= WHAT TO PRODUCE =
The records sit below. Return every line in them that holds the word "action".

= Stored data =
------------------------------------------------------------------------

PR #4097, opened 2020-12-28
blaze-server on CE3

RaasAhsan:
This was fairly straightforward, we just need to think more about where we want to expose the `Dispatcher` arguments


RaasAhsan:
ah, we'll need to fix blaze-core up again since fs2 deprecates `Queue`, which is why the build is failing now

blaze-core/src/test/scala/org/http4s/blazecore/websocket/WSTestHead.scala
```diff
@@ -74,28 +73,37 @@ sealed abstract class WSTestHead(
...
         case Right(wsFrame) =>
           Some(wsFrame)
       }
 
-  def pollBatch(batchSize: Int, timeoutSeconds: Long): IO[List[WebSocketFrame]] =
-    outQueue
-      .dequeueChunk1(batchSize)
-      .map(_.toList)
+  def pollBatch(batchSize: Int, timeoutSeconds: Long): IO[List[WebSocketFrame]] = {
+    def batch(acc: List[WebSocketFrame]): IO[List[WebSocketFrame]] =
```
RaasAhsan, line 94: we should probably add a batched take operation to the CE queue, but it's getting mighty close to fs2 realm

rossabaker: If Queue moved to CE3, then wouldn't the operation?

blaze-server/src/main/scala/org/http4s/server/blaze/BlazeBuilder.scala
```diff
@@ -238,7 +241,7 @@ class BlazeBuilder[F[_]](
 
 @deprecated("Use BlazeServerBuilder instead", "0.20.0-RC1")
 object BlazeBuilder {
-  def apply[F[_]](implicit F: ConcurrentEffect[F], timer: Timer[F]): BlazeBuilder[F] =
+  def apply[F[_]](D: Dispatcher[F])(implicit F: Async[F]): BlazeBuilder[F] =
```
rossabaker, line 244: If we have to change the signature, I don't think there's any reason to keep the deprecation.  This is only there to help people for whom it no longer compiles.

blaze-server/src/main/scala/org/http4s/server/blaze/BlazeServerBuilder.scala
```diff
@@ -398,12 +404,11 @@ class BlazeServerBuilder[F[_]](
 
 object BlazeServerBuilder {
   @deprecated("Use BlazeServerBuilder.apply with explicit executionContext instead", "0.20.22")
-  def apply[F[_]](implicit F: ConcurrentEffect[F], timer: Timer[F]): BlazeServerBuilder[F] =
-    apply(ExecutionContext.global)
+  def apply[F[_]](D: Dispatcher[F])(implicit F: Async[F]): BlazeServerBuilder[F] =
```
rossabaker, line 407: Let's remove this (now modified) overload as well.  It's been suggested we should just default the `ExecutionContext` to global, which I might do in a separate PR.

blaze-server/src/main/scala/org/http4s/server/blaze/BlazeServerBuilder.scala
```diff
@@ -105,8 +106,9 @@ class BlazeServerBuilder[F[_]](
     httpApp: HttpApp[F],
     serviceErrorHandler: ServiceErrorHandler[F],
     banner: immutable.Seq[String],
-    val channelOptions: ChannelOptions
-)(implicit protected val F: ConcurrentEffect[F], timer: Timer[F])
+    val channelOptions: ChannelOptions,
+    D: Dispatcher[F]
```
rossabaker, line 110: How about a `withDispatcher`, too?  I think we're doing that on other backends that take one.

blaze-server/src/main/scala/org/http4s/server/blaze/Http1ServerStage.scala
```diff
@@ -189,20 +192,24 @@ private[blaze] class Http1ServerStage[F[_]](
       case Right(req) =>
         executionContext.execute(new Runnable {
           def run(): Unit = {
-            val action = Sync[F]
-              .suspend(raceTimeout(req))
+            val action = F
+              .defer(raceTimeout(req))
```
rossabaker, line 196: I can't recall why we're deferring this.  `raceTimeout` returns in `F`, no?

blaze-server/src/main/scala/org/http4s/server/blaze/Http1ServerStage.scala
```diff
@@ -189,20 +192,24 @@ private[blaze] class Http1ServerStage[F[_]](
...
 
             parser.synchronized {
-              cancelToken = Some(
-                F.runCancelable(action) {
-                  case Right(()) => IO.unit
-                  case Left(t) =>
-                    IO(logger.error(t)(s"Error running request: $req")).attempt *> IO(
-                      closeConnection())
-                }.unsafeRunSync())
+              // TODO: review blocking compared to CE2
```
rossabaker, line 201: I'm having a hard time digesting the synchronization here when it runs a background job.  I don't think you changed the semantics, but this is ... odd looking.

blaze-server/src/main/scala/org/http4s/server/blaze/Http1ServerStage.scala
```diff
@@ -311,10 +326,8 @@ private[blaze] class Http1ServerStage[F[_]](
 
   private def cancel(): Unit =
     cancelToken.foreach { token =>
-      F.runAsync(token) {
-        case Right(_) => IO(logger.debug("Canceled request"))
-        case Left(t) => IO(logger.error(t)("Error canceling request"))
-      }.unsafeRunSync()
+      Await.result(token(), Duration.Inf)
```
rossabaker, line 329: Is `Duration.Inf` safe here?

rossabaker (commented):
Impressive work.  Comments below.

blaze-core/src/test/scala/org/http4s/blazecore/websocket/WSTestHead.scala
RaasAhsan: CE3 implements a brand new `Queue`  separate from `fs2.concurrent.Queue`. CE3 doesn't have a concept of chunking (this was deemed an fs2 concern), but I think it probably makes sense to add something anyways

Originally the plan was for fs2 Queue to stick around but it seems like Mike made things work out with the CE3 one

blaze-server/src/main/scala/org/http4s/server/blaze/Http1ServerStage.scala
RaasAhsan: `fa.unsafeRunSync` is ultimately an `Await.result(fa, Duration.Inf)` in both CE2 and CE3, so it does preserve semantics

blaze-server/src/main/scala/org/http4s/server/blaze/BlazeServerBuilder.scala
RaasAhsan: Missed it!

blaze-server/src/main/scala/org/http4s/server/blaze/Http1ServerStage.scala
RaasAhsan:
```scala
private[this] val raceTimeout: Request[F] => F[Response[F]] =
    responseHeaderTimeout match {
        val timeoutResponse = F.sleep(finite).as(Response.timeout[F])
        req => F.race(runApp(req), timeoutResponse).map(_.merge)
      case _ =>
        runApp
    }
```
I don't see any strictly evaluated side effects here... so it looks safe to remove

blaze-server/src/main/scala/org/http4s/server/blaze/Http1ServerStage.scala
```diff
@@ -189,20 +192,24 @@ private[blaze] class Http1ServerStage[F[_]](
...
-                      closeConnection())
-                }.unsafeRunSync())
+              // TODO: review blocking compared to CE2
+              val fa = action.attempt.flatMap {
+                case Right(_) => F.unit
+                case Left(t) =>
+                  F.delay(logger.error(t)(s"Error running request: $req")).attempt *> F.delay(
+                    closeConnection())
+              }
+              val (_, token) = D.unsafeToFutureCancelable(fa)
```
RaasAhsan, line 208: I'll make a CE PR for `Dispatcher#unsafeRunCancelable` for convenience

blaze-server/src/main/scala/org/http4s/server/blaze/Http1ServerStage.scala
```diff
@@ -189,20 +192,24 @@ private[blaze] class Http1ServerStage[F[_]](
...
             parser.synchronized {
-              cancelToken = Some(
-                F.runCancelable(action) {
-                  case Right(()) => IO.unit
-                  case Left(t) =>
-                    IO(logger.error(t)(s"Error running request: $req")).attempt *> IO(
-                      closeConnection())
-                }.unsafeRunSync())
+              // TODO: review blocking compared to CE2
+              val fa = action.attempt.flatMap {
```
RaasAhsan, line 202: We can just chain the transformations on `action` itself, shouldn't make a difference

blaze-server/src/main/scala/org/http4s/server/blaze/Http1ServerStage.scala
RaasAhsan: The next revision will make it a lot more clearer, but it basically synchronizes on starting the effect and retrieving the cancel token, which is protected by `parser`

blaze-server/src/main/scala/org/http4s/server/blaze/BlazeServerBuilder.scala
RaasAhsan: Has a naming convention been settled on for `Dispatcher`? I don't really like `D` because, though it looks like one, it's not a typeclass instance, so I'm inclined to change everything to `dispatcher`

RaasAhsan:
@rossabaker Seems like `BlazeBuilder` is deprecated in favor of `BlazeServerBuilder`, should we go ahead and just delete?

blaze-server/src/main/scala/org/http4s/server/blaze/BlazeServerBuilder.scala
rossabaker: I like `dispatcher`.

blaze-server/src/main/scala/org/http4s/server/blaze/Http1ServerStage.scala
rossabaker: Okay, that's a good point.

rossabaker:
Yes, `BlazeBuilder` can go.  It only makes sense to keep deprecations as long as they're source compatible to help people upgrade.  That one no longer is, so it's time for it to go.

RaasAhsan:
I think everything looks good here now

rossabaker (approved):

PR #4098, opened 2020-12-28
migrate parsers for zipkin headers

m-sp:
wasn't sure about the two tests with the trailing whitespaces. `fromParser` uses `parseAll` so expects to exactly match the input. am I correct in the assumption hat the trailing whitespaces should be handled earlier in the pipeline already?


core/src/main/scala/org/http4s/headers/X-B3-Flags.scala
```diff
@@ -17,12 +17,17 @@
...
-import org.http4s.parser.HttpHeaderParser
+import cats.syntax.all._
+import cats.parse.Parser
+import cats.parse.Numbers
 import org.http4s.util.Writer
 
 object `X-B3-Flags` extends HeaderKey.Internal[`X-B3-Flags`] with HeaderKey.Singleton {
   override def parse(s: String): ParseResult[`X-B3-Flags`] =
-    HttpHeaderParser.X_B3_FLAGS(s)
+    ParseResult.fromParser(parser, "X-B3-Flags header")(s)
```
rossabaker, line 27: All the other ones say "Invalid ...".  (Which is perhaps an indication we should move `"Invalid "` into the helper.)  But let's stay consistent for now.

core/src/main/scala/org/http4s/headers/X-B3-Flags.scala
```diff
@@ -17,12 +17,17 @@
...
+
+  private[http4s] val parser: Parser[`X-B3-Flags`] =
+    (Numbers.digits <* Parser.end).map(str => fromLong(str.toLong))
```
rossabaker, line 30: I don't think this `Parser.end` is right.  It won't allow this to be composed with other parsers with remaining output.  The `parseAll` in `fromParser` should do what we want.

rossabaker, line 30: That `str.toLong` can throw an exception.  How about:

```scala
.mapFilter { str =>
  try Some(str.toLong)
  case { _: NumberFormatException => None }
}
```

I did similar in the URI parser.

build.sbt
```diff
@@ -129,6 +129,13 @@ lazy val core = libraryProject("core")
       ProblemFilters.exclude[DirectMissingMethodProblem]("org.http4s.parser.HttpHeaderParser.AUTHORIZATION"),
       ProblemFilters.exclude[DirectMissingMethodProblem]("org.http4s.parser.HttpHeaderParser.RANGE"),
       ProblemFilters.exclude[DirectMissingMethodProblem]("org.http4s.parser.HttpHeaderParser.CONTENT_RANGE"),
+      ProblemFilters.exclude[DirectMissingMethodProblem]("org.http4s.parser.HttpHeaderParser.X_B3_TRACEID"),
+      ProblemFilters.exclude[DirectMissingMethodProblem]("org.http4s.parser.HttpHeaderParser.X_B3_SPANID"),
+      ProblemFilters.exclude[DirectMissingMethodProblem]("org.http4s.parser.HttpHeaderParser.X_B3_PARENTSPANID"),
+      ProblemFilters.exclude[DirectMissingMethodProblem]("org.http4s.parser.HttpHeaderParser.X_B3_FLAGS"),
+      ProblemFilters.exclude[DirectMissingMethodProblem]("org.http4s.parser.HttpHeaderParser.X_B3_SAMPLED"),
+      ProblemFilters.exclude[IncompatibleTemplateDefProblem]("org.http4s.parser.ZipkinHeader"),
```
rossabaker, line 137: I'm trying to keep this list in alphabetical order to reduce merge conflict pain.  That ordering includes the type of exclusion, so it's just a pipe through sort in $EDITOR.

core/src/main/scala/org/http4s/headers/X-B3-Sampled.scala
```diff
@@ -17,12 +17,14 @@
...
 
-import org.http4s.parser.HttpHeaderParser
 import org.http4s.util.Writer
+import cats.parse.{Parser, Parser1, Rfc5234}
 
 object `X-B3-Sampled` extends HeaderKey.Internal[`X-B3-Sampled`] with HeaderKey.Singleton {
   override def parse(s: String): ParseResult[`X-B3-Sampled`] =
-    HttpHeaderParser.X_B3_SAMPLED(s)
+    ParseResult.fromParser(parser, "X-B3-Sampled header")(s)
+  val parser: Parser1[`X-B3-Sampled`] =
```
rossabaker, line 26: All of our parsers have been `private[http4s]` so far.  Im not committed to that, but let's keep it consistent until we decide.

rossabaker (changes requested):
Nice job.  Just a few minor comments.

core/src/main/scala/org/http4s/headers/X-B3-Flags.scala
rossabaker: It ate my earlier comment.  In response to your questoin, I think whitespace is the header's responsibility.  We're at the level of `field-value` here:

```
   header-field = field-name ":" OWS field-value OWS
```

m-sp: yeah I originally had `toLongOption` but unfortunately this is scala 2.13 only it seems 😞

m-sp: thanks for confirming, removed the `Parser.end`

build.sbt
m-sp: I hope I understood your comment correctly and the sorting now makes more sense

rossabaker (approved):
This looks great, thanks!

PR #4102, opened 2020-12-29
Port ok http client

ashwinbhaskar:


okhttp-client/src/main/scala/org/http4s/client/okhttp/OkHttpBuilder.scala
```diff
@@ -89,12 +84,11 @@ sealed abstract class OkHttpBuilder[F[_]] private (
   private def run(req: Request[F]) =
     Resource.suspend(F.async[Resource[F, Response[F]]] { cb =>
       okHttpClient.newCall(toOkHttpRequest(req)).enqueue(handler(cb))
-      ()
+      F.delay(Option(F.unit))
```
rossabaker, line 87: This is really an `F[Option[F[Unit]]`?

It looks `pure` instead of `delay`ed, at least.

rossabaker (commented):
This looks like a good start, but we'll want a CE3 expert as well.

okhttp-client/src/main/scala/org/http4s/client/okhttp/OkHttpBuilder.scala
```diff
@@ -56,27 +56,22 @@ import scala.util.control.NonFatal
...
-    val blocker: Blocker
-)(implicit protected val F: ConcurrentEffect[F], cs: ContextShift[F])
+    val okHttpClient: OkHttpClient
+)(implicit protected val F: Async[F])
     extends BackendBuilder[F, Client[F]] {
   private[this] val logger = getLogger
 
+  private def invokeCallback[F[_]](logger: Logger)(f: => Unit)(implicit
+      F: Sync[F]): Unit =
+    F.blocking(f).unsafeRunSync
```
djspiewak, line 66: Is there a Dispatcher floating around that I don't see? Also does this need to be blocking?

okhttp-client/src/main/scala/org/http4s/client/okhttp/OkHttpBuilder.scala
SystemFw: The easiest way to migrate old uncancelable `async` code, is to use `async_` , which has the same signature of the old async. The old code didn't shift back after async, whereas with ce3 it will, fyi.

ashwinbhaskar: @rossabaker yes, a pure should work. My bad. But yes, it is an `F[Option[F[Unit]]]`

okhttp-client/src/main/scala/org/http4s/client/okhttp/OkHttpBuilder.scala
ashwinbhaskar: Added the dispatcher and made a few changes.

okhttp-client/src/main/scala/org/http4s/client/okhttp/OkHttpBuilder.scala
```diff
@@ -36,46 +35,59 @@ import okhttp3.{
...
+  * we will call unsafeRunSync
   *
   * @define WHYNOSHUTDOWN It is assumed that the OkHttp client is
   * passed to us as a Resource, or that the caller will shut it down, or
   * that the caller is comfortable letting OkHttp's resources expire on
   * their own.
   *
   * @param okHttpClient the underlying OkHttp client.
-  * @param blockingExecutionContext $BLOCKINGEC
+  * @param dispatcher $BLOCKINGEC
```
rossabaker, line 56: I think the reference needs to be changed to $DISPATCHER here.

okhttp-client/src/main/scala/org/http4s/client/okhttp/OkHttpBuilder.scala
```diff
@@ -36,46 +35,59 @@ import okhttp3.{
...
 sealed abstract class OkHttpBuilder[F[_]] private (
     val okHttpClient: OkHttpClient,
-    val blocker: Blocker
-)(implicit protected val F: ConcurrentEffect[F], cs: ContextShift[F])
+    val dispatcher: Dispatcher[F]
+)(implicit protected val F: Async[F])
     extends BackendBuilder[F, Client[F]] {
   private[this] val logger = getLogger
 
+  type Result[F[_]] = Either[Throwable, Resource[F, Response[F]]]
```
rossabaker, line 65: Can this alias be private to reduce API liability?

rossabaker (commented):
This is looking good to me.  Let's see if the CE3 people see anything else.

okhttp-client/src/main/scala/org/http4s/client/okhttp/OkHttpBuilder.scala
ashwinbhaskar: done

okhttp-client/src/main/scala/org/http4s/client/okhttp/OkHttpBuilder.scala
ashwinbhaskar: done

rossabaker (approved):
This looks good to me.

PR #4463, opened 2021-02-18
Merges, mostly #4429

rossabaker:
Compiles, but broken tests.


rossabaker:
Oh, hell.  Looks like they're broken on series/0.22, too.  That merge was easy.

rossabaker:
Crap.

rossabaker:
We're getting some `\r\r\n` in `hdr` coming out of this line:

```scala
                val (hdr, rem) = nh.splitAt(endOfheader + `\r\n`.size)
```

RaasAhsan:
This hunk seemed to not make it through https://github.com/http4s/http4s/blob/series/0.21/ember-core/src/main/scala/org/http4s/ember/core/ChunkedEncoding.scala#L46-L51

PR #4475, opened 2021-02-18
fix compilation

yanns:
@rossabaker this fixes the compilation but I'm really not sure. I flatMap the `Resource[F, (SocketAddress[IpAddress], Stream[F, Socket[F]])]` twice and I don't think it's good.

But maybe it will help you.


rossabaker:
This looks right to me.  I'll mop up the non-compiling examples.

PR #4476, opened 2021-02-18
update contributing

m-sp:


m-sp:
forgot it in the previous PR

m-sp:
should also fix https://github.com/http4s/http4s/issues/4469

------------------------------------------------------------------------

= WRITTEN SOLUTION =
-            val action = Sync[F]
+            val action = F
-                F.runCancelable(action) {
+              val fa = action.attempt.flatMap {
-                F.runCancelable(action) {
+              val fa = action.attempt.flatMap {
RaasAhsan, line 202: We can just chain the transformations on `action` itself, shouldn't make a difference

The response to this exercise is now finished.